# Little foot's brother -- adopting a Tweed-- few questions =)



## Littlefootsmama (May 23, 2010)

Hi guys,

Little foot and I are very excited about our new addition; nervous as well. We know this little guy has been through a lot and we were looking for some pointers from those of you that already have your tweeds home with you.

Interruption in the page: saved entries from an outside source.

PR #13549, opened 2020-06-06
Refactors and reworks transit tube pods. Maint drones can now also use them

### LINKED ISSUE #10111: Ancient Station : Hivebot can get stuck in travel tube
**Problem Description**:
What is the problem?
Hivebot can path into travel tube and get stuck in them. They can't leave and you can't force them out/destroy them.

Why do you think this is a bug?

Expected to bash bots and enjoy my time, then return to solars to get power to RND

**What happened instead**:

Couldn't return to solars without admin intervention/breaking a window to space

Blocks the way back to the rest of the station. Probably not exclusive to ancient station, just never relevant on the cyberiad.

Step 1. Fight hivebots in front of the travel tube, hivebots swarm into the room and one of them path into the tube.
Step 2. Tube is now useless.

If your report is about something that used to work but no longer does. When was the last time you remember it working?
First test of ancient station on para live servers.

anything else out of the ordinary happening?)**: Anything else you can tell us.

farie82:
## What Does This PR Do
1. Refactors the transit tubes. Dear god what a shit code
2. The transit pods will now wait 5 seconds after arriving before they launch again.
3. Removing things from a pod now takes 2 seconds instead of 4.
4. Putting somebody in a pod using a grab now takes 3 seconds instead of 6.
5. You can't open/close pods yourself anymore. This is pure automated
6. Fixes that you can't use a pod when another pod is already at the station and is full
7. Pods will now eject all mindless things when arriving
8. The pod will have an icon_state when it's full
9. Maint drones can now also use them

Fixes #10111

## Why It's Good For The Game
1. Shit code gone is gut.
2. Pods could get stuck with people inside of them. Or objects and they would be virtually unusable.
3. 4 seconds is way to long since the launch delay is 5 seconds. This wasn't even possible before hand.
4. Same here.
5. This will keep the pods in sync. Instead of them clogging up on one side.
6. It was a bug
7. Fixes the bug
8. User friendlyness
9. Just a QOL for drone mains

## Changelog
:cl:
tweak: Transit pods now eject all mindless things when arriving at a station
tweak: You can't open/close transit pods
tweak: Removing things from a transit pod now takes 2 seconds instead of 4.
tweak: Putting somebody in a transit pod now takes 3 seconds instead of 6.
tweak: Transit pods actually wait 5 seconds now after arriving before launching again. Making the above possible
fix: Having multiple pods at a transit station now won't block you from going in the last one if the first one is full
add: Transit pods now have an full icon state
/:cl:

### DIFF
--- a/code/game/objects/structures/transit_tubes/station.dm
+++ b/code/game/objects/structures/transit_tubes/station.dm
@@ -1,3 +1,6 @@
+#define CLOSE_DURATION 6
+#define OPEN_DURATION 6
+
 
 // A place where tube pods stop, and people can get in or out.
 // Mappers: use "Generate Instances from Directions" for this
@@ -8,13 +11,12 @@
 	icon_state = "closed"
 	exit_delay = 1
 	enter_delay = 2
-	var/pod_moving = 0
+	var/pod_moving = FALSE
 	var/cooldown_delay = 50
 	var/launch_cooldown = 0
-	var/reverse_launch = 0
+	var/reverse_launch = FALSE
+	var/hatch_state = TRANSIT_TUBE_CLOSED
 
-	var/const/OPEN_DURATION = 6
-	var/const/CLOSE_DURATION = 6
 	var/list/disallowed_mobs = list(/mob/living/silicon/ai)
 
 /obj/structure/transit_tube/station/New()
@@ -27,20 +29,22 @@
 
 // Stations which will send the tube in the opposite direction after their stop.
 /obj/structure/transit_tube/station/reverse
-	reverse_launch = 1
+	reverse_launch = TRUE
 
 /obj/structure/transit_tube/station/should_stop_pod(pod, from_dir)
-	return 1
+	return TRUE
 
-/obj/structure/transit_tube/station/Bumped(mob/AM as mob|obj)
-	if(!pod_moving && icon_state == "open" && istype(AM, /mob/living) && !is_type_in_list(AM, disallowed_mobs))
+/obj/structure/transit_tube/station/Bumped(mob/living/L)
+	if(!pod_moving && hatch_state == TRANSIT_TUBE_OPEN && isliving(L) && !is_type_in_list(L, disallowed_mobs))
+		var/failed = FALSE
 		for(var/obj/structure/transit_tube_pod/pod in loc)
 			if(pod.contents.len)
-				to_chat(AM, "<span class=The pod is already occupied.</span>")
-				return
+				failed = TRUE
 			else if(!pod.moving && (pod.dir in directions()))
-				AM.forceMove(pod)
+				L.forceMove(pod)
 				return
+		if(failed)
+			to_chat(L, "<span class='warning'>The pod is already occupied.</span>")
 
 
 
@@ -48,13 +52,13 @@
 	if(!pod_moving)
 		for(var/obj/structure/transit_tube_pod/pod in loc)
 			if(!pod.moving && (pod.dir in directions()))
-				if(icon_state == "closed")
-					open_animation()
+				if(hatch_state == TRANSIT_TUBE_CLOSED)
+					open_hatch()
 
-				else if(icon_state == "open")
+				else if(hatch_state == TRANSIT_TUBE_OPEN)
 					if(pod.contents.len && user.loc != pod)
 						user.visible_message("<span class='warning'>[user] starts emptying [pod]'s contents onto the floor!</span>")
-						if(do_after(user, 40, target = src)) //So it doesn't default to close_animation() on fail
+						if(do_after(user, 40, target = src)) //So it doesn't default to close_hatch() on fail
 							if(pod.loc == loc)
 								for(var/atom/movable/AM in pod)
 									AM.loc = get_turf(user)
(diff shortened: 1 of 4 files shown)


datlo:
Since you are refactoring transit tubes, could you add something so that this cannot happen? https://github.com/ParadiseSS13/Paradise/issues/10111

Not sure what the best way is... check if simple animals have a mind/ckey to let them use the tube?

farie82:
> Since you are refactoring transit tubes, could you add something so that this cannot happen? #10111
> 
> Not sure what the best way is... check if simple animals have a mind/ckey to let them use the tube?

That one is fixed by this PR. The bot will now be pushed out when they arrive at the other side. Thus fixing it

code/game/objects/structures/transit_tubes/station.dm
```diff
@@ -27,34 +29,36 @@
...
 /obj/structure/transit_tube/station/reverse
-	reverse_launch = 1
+	reverse_launch = TRUE
 
 /obj/structure/transit_tube/station/should_stop_pod(pod, from_dir)
-	return 1
+	return TRUE
 
-/obj/structure/transit_tube/station/Bumped(mob/AM as mob|obj)
-	if(!pod_moving && icon_state == "open" && istype(AM, /mob/living) && !is_type_in_list(AM, disallowed_mobs))
```
AffectedArc07, line 36: Dear god why

code/game/objects/structures/transit_tubes/station.dm
```diff
@@ -80,63 +84,76 @@
...
 /obj/structure/transit_tube/station/pod_stopped(obj/structure/transit_tube_pod/pod, from_dir)
-	pod_moving = 1
-	spawn(5)
-		launch_cooldown = world.time + cooldown_delay
-		open_animation()
-		sleep(OPEN_DURATION + 2)
-		pod_moving = 0
-		pod.mix_air()
+	pod_moving = TRUE
+	addtimer(CALLBACK(src, .proc/pod_stopped_callback, pod), 5)
```
AffectedArc07, line 143: Death to `spawn()`

procdrone:
oh god thanks

putting someone arrested in a tube and they NOT opting to come out with NO way to eject them... same with dying while in transit. body lost forever.

Fox-McCloud:
I wouldn't force eject upon arriving.

There's some maps on other stations that have multiple stops. In these circumstances, you don't *want* to be ejected until you choose to do so.

Heck, even we had this on the science outpost, when it still existed.

farie82:
> I wouldn't force eject upon arriving.
> 
> There's some maps on other stations that have multiple stops. In these circumstances, you don't _want_ to be ejected until you choose to do so.
> 
> Heck, even we had this on the science outpost, when it still existed.

I'm trying to think about something that would fix it in another way.
Longer cooldown when starting to move when the pod is filled maybe? Combine that with an actual icon_state when the pod is filled and making it less clunky to get people out of one will probably be enough to help players get dead/unconcious/restrained etc people out of them.

For the actual bug it fixes. I'm not 100% sure. It can check on mind I guess. If it's a bump. But that feels cheesy. Maybe mobs without a mind will eject at the first station (simulating exploration... ish).

I'll implement the above for now

farie82:
Changed the PR description.
Pods now have a delay before launching and are fully automated. They will eject mindless things on arrival. Using them is actually doable now and they have an icon_state when occupied. Still awaiting a better one since this one is rather badly visible.

rebel228:
Is there any reason why maintenance drones can't enter the pods?

farie82:
> Is there any reason why maintenance drones can't enter the pods?

They should be able to. Nothing in the bumped code itself forbids them to

farie82:
PR updated. Drones can now also use the tubes

code/game/objects/structures/transit_tubes/station.dm
```diff
@@ -27,116 +29,128 @@
...
 			else if(!pod.moving && (pod.dir in directions()))
-				AM.forceMove(pod)
+				pod.move_into(L)
 				return
+		if(failed)
+			to_chat(L, "<span class='warning'>The pod is already occupied.</span>")
 
 
 
 /obj/structure/transit_tube/station/attack_hand(mob/user as mob)
```
SteelSlayer, line 51: The formatting of the logic in this proc is SO disgusting and hard to read, it works but.. bonus points if you refactor it with early returns, continues, more multi conditional ifs etc.

SteelSlayer (approved):
Besides the little optional change I wrote, LGTM.

code/game/objects/structures/transit_tubes/station.dm
farie82: Yep ugly shit. Refactored that as well

Alex1222003:
As a Maintenance Drone main i thank you. Normally if i had to get in the AI sat i had to use the airlock, but if the AI sat was out of power i had to dismantle the windows to get in, causing a bit of a nuisance. (I'd rather not cause a big ruckus by using the teleporter, i don't know what someone passing by would think if they saw an active teleporter set to AI sat.)

AffectedArc07 (approved):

We haven't decided on a name yet, but we will introduce him once we do. Also, how do you recommend I introduce the two of them since they are both male?

Thanks!


----------



## Puffers315 (Apr 19, 2010)

Not to bump in but could someone point me to some reading material about the Tweeds, I've caught this on and off in the three months of thread searching, it was a big bust of an animal mill in Texas?


----------



## nessariel (Mar 3, 2010)

I myself haven't adopted a rescue, but I've read lots of threads, and I know one major thing is quarantine - they should, preferably, be in different rooms for at least 30 days, and you should be very careful about cross contamination (wash hands [even maybe change clothes] between handling each hedgie). By Tweed, however, I assume that you mean one of the hedgies from the Texas raid? If that's the case, I'm not sure how quarantine process would go, as he might already have been quarantined before coming to you. Hopefully someone else can step in with a bit more info.



Littlefootsmama said:


> Also, how do you recommend I introduce the two of them since they are both male?


Unfortunately, what is best recommended is NOT introducing them, because they are both male. Since hedgehogs are solitary creatures, they aren't a "make friends" kind of species with each other most of the time. SOMETIMES two females can get along, and even be cagemates, but a male and female must be kept separate (for obvious reasons  ) and two males are more likely to try to hurt/kill each other than make friends.


----------



## nessariel (Mar 3, 2010)

Puffers315 said:


> Not to bump in but could someone point me to some reading material about the Tweeds, I've caught this on and off in the three months of thread searching, it was a big bust of an animal mill in Texas?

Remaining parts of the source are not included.